Politiques et dignitaires maltais ont rendu hommage lundi après-midi à la journaliste et blogueuse anticorruption Daphne Caruana Galizia dans une chapelle toute proche du lieu de son assassinat à la voiture piégée, voici exactement une semaine.

Mais la famille de Mme Caruana Galizia, qui réside tout près et accuse les autorités maltaises de complicité dans le drame, n'a pas participé à la messe.

"Ceux qui ont tué Daphne Caruana Galizia voulaient nous faire peur et nous terroriser", a déclaré l'archevêque de Malte, Mgr Charles Scicluna devant l'assemblée, où avaient pris place plusieurs anciens présidents et Premiers ministres ainsi que des parlementaires.

Vendredi, le pape François avait envoyé un message de condoléances au petit archipel méditerranéen, où le catholicisme est religion d'Etat, un geste rarissime de la part du Saint-Siège pour une personnalité privée.

Sur place, un drapeau maltais, des fleurs et des messages ont été déposés près de la route où des inconnus ont fait exploser une puissante bombe sous la voiture de la journaliste.

"Ton stylo est plus puissant que le Semtex.

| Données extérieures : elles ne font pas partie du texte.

PR #975, opened 2018-07-25
Feature/ds 5671 photo swipe

Crazylord:
## Problem
Post image not working correctly for mobile uploaded pictures

## Solution
Use exif_orientation module

## Issue tracker
- https://jira.goalgorilla.com/browse/DS-5671

## HTT
- [x] Login as user Chrishall and try upload image for post and publicate (on mobile).
- [x] Notice if click on image, image have bad orientation
- [x] Checkout to this branch
- [x] Try upload image for post and check image orientation

## Documentation


Kingdutch:
The current diff on this PR shows that a previous update hook is reused which causes this not to be executed. This should be fixed.

Furthermore if this module is truly a dependency then this should probably also be added to an .info.yml file so that it can not be accidentally disabled.

ronaldtebrake:
Thanks guys, also tested this on Jungle Town where we encountered this issue and it works for newly added pictures. Fixed the merge conflicts and will make sure in 3.x the hook_update_N has the correct number as well.

PR #976, opened 2018-07-26
Issue #2988332 by robertragas: bump up restrict images patch to #40 t…

robertragas:
…o support special characters

## Problem
When restrict images text format filter is on and there are images with special characters in them, it fails the search indexing which also will crash the cronjob.

## Solution
Bump up the patch number to 40 which includes support for special characters

## Issue tracker
https://www.drupal.org/project/social/issues/2988332#comment-12706997

## HTT
- [x] Login, and add some images with special characters in it.
- [x] clear the search index from "all" and reindex
- [ ] Notice that the indexing will crash with the message about insecure images
- [ ] Checkout to this branch
- [ ] Retry and it works.

## Documentation

## Release notes
Updated the restrict images patch that will prevent crashes during reindexing of search results when images had special characters in them.


jaapjan:
@robertragas don't forget the .make files when you make changes in patches or modules; marking as `needs work` for now

bramtenhove:
@jaapjan, @robertragas, do we want to include this in 2.4 or 3.0 still?

jaapjan:
@robertragas this will not be in 2.4 because of lack of response. We can still try to get in 3.0 but it will require action from your side.

robertragas:
Added new patch to drupal.org and applied it here where str_replace is replaced by urldecode

jaapjan:
@robertragas so the correct status is now `needs review`? Will this allow all the special characters now?

jaapjan:
P.s. base branch is still 8.x-2.x, maybe you can adjust this to 3.x as well?

robertragas:
@jaapjan correct, it will now work for all the special characters. I will fix the branch tomorrow morning right away that it's based on the 3.x branch.

jaapjan:
TODO: Also remove the patch from sdgc.

PR #981, opened 2018-07-31
OSSUPPORT-579 Improve the usability of login and register screens

Kingdutch:
## Problem
If a user is sent a link to a page that he/she can not access and
he/she does not have an account yet then the default login page of
Open Social is pretty useless.

When the social login module is used then those buttons are displayed
inside the login/register card which turns out as a weirdly nested
card.

## Solution
This commit cleans up the login page by adding a link between
login and sign up screens so that users can easily navigate between
them while preserving the post-login destination parameter.

Furthermore the commit moves the social buttons into their own
cards.

Finally a configurable text is added both for normal/social login
as well as register. This allows site-managers to guide users
during these procedures as needed. By default only the sign-up
screen has a text configured.

A follow-up issue to clean up the configuration and make it reusable
is here: https://www.drupal.org/project/social/issues/2989522

## Issue tracker
- https://jira.goalgorilla.com/browse/OSSUPPORT-579

## HTT
- [x] Check out the login and registration screens
- [x] Enable the social_auth_extra module and configure at least one social_auth source
- [x] Check out the login and registration screens
- [x] Play with the default texts on /admin/config/people/accounts
- [x] Notice that if you remove the help text it is no longer displayed

## Documentation

## Release notes
Improved the user registration and login experience by providing links between the two screens. Site managers now also have the option to include custom help texts on these pages by changing these in account settings. A default help text has been included for regular sign up (social_user module) and social signup (social_auth_extra module).


Kingdutch:
Added the Don't Merge tag because `social_user` is a feature so any editable configuration there would be overwritten by a `drush fra` which is run on each deploy.

Kingdutch:
This needs testing with the social_captcha module

Kingdutch:
After testing the new settings do not get reverted so this is safe to merge. Adjustments for the social_captcha (and to the social_captcha) module have been made.

bramtenhove:
@Kingdutch could you take a look at why the patch in Moss is not applying?

Kingdutch:
@bramtenhove The patch in PAC is a known merge conflict because both the AN Enrollment feature and this PR modify the same line in socialbase' form.inc. This has been fixed for the project itself but not the branch that Moss uses.

PR #982, opened 2018-07-31
Issue #2989533 by robertragas: reduce the scope of overrides applied …

robertragas:
…to event overview

## Problem
We have an Enterprise client with some overrides on the event overview. This applies to the filter block on the right. After an update these overrides suddenly didn't work anymore.

Checking out the Distro I see there is an override being done on this overview on the filters, but it changes all the filters with the original config and not only the one that needs to be changed. 

## Solution
Reduce the scope of the override so it only overrides the changes that it needs to.

## Issue tracker
https://www.drupal.org/project/social/issues/2989533

## HTT
- [x] Login as user X and go to the personal stream page and go to the events overview.
- [x] On the right side you see a filter block, try to create an override for this.
- [x] Notice the override isn't being picked.
- [x] Checkout to this branch
- [x] Retry and see the override is being picked.

## Documentation

## Release notes
The filter block on events page of a specific user applies a config override to add a new filter. This code overruled custom overrides. We made the override more specific so custom overrides can be used again.


jaapjan:
Works, we can merge this after 2.3 is released tonight!

PR #983, opened 2018-08-01
Issue #2989731 : Added related "Create" permissions for block display

slowflyer:
## Problem
The "Add a group", "Add topic" and "Add event" Button show allways up on the related page of the user profile, even if the user has no permission to create the related group/content.

## Solution
Added related permission to check if block is displayed or not

## Issue tracker
- https://www.drupal.org/project/social/issues/2989731

## HTT
- [x] Remove permission to create topic, event or all kind of groups from user role
- [x] Login as user with the role from above and go to the user profile
- [x] Verify that the "Add" buttons do not appear
- [x] Add permission to create topic, event or all kind of groups from user role
- [x] Verify that the "Add" buttons do not appear

## Documentation

## Release notes
<describe the release notes>

### DIFF
--- a/modules/social_features/social_group/src/Plugin/Block/GroupAddBlock.php
+++ b/modules/social_features/social_group/src/Plugin/Block/GroupAddBlock.php
@@ -7,6 +7,7 @@ use Drupal\Core\Url;
 use Drupal\Core\Link;
 use Drupal\Core\Session\AccountInterface;
 use Drupal\Core\Access\AccessResult;
+use Drupal\group\Entity\GroupType;
 
 /**
  * Provides a 'GroupAddBlock' block.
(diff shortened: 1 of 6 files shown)


modules/social_features/social_group/src/Plugin/Block/GroupAddBlock.php
```diff
@@ -28,7 +28,7 @@ public function blockAccess(AccountInterface $account) {
     $route_user_id = \Drupal::routeMatch()->getParameter('user');
 
     // Show this block only on current user Groups page.
-    if ($current_user->id() == $route_user_id) {
+    if ($current_user->id() == $route_user_id && ($account->hasPermission("create open_group group") || $account->hasPermission("creat closed group") || $account->hasPermission("create public_group group"))) {
```
jaapjan: Do you think it will also be possible to make this access check a bit more generic? E.g. what if websites have disabled all the group types and created own custom group type? Is there a way to retrieve all the group types and then check if the user has permission to create new groups of one of the group types?

slowflyer: I'll look into it

jochemvn: @slowflyer  GroupType::loadMultiple give you all group types available... then you could check it for all available groups very easily.
    foreach (GroupType::loadMultiple() as $group_type) {
      $permissions = 'create ' . $group_type->label() . 'group'; //or id();
}

slowflyer:
cant see why continuous-integration/moss — OS dependant checker  is failing ... 

Login is required for Details

jaapjan:
@slowflyer That integration is doing some extra checks on some of our internal projects. I will check it out for you, looks like a false negative though. Great to see that Travis is passing already! Is it ready for review now?

slowflyer:
It's ready for review.

PR #984, opened 2018-08-01
Issue #2989478 - only create messages once to prevent duplicates in streams

jaapjan:
## Problem
This was introduced in https://github.com/goalgorilla/open_social/pull/952. When you create a node in a group, edit the node directly thereafter and remove the group from the node before the cron run you will end up with duplicate activities in the stream. The reason is that there are multiple messages created for the same entity with the exact same values. Whenever a message is created the function `activity_creator_message_insert` gets triggered which creates activity items in the stream. 

## Solution
For each activity action there should only be one Message as per https://www.drupal.org/docs/8/distributions/open-social/activity-stream-architecture-and-background-information . Let's make sure to check for duplicates before creating a Message. 

I have added a public function checkIfMessageExist in the ActivityLoggerFactory which is responsible for the message creation. This function is called right before the message is created in `ActivityLoggerFactory::createMessages`. The function checks if a message with the following values already exists:

- message type (e.g. 'create_topic_group' when new node is created in group)
- context (e.g. 'group_activity_context' when new node is created in group)
- destination (can be an array of destinations, e.g. stream_profile, email, etc.)
- related object (contains target_type, target_id, e.g. node/24)
- uid (uid of the actor)

If the message already exist it will just skip creating it.

## Issue tracker
- https://www.drupal.org/project/social/issues/2989478

## HTT
- [x] Stay on branch 8.x-2.x
- [x] Make sure your cron container is not running (`docker-compose stop cron`)
- [x] Login as user chrishall and create a group
- [x] Create a new node in the group
- [x] Edit the node and remove the group from the node
- [x] Make a `sql-dump` 💯 
- [x] Run the cron and notice there are two activities in the stream of chrishall, the homepage, etc.
- [x] Check out to this branch
- [x] `sql-drop` and import the dump
- [x] Run cron
- [x] Notice there is only activity
- [x] Now test a bunch more actions and make sure to run the cron; check if everything works as expected

## Documentation

## Release notes
When you create a new node in a group and edit the node (remove the group) directly after in some cases this could result in duplicate activities in the stream. This is now solved by making sure that the ActivityLoggerFactory.php never creates duplicate messages.


modules/custom/activity_logger/src/Service/ActivityLoggerFactory.php
```diff
@@ -175,4 +176,43 @@ protected function createFieldInstances($message_type, array $fields) {
...
+   * @param string $uid
+   *   The uid of the message.
+   *
+   * @return int
+   *   Returns true if the message exists.
+   */
+  public function checkIfMessageExist($message_type, $context, array $destination, array $related_object, $uid) {
+    $exists = FALSE;
+
+    $query = \Drupal::entityQuery('message');
```
bramtenhove: @jaapjan we should use dependency injection here.

jaapjan: Agree, but we don't use it for the rest of the services in here as well. So I propose to work on that in a later stage (since this is considered "hotfix")

jaapjan:
See also https://github.com/goalgorilla/open_social/pull/952

PR #993, opened 2018-08-13
DS-5832 - As a CM+ I want to recognise unpublished comments and (un)publish them

bramtenhove:
## Problem
Comments can already be unpublished via the comments overview page. However these comments do not look different from published comments.

Next to that CM+ cannot publish or unpublish comments in the comment edit screen.

## Solution
CM+ can now publish or unpublish comments in the comment edit screen. There is also a visual indication that the comment (or comment reply) is unpublished.

When the main comment is unpublished all the replies are also hidden as the thread will have no context anymore.

## Issue tracker
- https://jira.goalgorilla.com/browse/DS-5832

## HTT
- [x] Login as LU and add a comment to a node
- [x] Add two replies to the comment
- [x] Login as CM and unpublish the second reply
- [x] As LU notice you see the comment with a single reply
- [x] As CM notice you see the comment and the replies, it's indicating clearly which is unpublished
- [x] Notice you cannot click the Reply button nor like the comment (you can see who liked the comment)
- [x] Unpublish the main comment
- [x] As CM notice you see the comment and the replies, it's indicating clearly which is unpublished
- [x] As LU notice you see no comment nor the thread

## Documentation

## Release notes
CM+ can now clearly see which comments are unpublished. Also it is possible to publish or unpublish comments by going to their edit screen.


modules/social_features/social_comment/social_comment.module
```diff
@@ -96,37 +135,45 @@ function social_comment_form_reply_validate($form, FormStateInterface $form_stat
 function social_comment_comment_links_alter(array &$links, CommentInterface $entity, array &$context) {
   $bundle = $entity->bundle();
   $commented_entity = $entity->getCommentedEntity();
-  $account = \Drupal::currentUser();
-  switch ($bundle) {
```
bramtenhove: Refactored the `switch` statement as it was really just an `if` statement..

themes/socialbase/socialbase.theme
```diff
@@ -83,10 +84,33 @@ function _socialbase_get_visibility_icon($title) {
 function _socialbase_node_get_comment_count(Node $node, $comment_field_name) {
   $count = 0;
 
-  $comment_count = $node->{$comment_field_name}->comment_count;
-
-  if ($comment_count) {
-    $count = $comment_count;
+  $cids = \Drupal::entityQuery('comment')
```
bramtenhove: As LU cannot see unpublished comments (or replies on them), but CM+ can I needed a better distinction than we already had.

modules/social_features/social_comment/config/install/core.entity_form_display.comment.comment.default.yml
```diff
@@ -10,13 +10,18 @@ bundle: comment
...
     type: string_textarea
     region: content
+  author:
+    weight: 1
+    settings: {  }
+    third_party_settings: {  }
+    region: content
 hidden:
   subject: true
   author: true
```
jaapjan: @bramtenhove shouldnt we remove `author` from `hidden` when we add it to the `content`?

jaapjan:
@bramtenhove I have one open question in the files regarding the form display config. Could you look at that? Other than that it looks good!

modules/social_features/social_comment/config/install/core.entity_form_display.comment.comment.default.yml
bramtenhove: Nice find! Looks like I put back that part manually 😇

jaapjan:
Made two small changes:

1. Added message to make clear that replies on unpublished comments are not visible.
2. Changed form display config to make sure the author is not hidden anymore.

PR #997, opened 2018-08-14
DS-5933 by jaapjan: add more context to e-mails

jaapjan:
See full overview here:
https://docs.google.com/spreadsheets/d/16NdIBG8GZXaXQV5YpCfp17yKm7RshArRs_goKZNlU5E/edit?usp=sharing

## Problem
Not clear about which topics/events/groups etc the notification is about.

## Solution
If we know the title of the node, let's show it in the (e-mail) notification.

## Issue tracker
- DS-5933

## HTT
- [x] Test all notifications from this overview: https://docs.google.com/spreadsheets/d/16NdIBG8GZXaXQV5YpCfp17yKm7RshArRs_goKZNlU5E/edit?usp=sharing (make sure to test the notification (in-site), push notification and the e-mail notification for each.
- [x] See if any of the greyed-out or yellow notfications from the overview should have been worked on.

## Documentation

## Release notes
Will follow.

### DIFF
--- a/modules/social_features/social_follow_content/config/install/message.template.create_comment_following_node.yml
+++ b/modules/social_features/social_follow_content/config/install/message.template.create_comment_following_node.yml
@@ -20,13 +20,13 @@ label: 'Create comment on following node'
 description: 'A person commented on content I am following'
 text:
   -
-    value: "<p><a href=\"[message:author:url:absolute]\">[message:author:display-name]</a> commented on [social_comment:parent_entity_author]'s <a href=\"[message:field_message_related_object:entity:url:absolute]\">[social_comment:commented_content_type]</a> you are following</p>\r\n"
+    value: "<p><a href=\"[message:author:url:absolute]\">[message:author:display-name]</a> commented on [social_comment:parent_entity_author]'s [social_comment:commented_content_type] <a href=\"[message:field_message_related_object:entity:url:absolute]\">[message:node-title]</a> you are following</p>\r\n"
     format: full_html
   -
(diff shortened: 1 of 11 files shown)


modules/social_features/social_follow_content/config/install/message.template.create_comment_following_node.yml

Ce que tu as écrit et révélé ne peut pas être balayé par une explosion", assurait l'un des messages.

Souvent qualifiée de "Wikileaks à elle toute seule", M. Caruana Galizia, 53 ans, avait révélé certains des pans les plus sombres de la politique maltaise, s'attaquant avec virulence à des proches du Premier ministre travailliste Joseph Muscat mais aussi plus récemment au chef de l'opposition nationaliste (centre droit).

"Notre résolution aujourd'hui est que là où il y a la violence, nous oeuvrerons pour la paix, là où il y a la haine, nous oeuvrerons pour l'amour, là où règne l'injustice, nous nous battrons pour la justice, là où il y a la peur, nous oeuvrerons pour le courage", a déclaré Mgr Scicluna.

Dimanche, des milliers de Maltais étaient descendus dans les rues pour marquer leur désir d'unité après l'assassinat, dans un pays marqué par des fractures partisanes ancestrales.

Mais l'absence des proches de Mme Caruana Galizia a été remarquée lundi à la messe. Dans des messages virulents sur Facebook, les trois fils de la journaliste ont accusé M. Muscat de s'être entouré d'escrocs et d'avoir créé une culture d'impunité ayant transformé Malte en "île mafia".

Les organisateurs de la manifestation de dimanche ont d'ailleurs appelé lundi les Maltais à envoyer tous un email à M. Muscat, à 15H00 précises, l'heure de l'assassinat, pour réclamer le départ du chef de la police et du ministre de la Justice.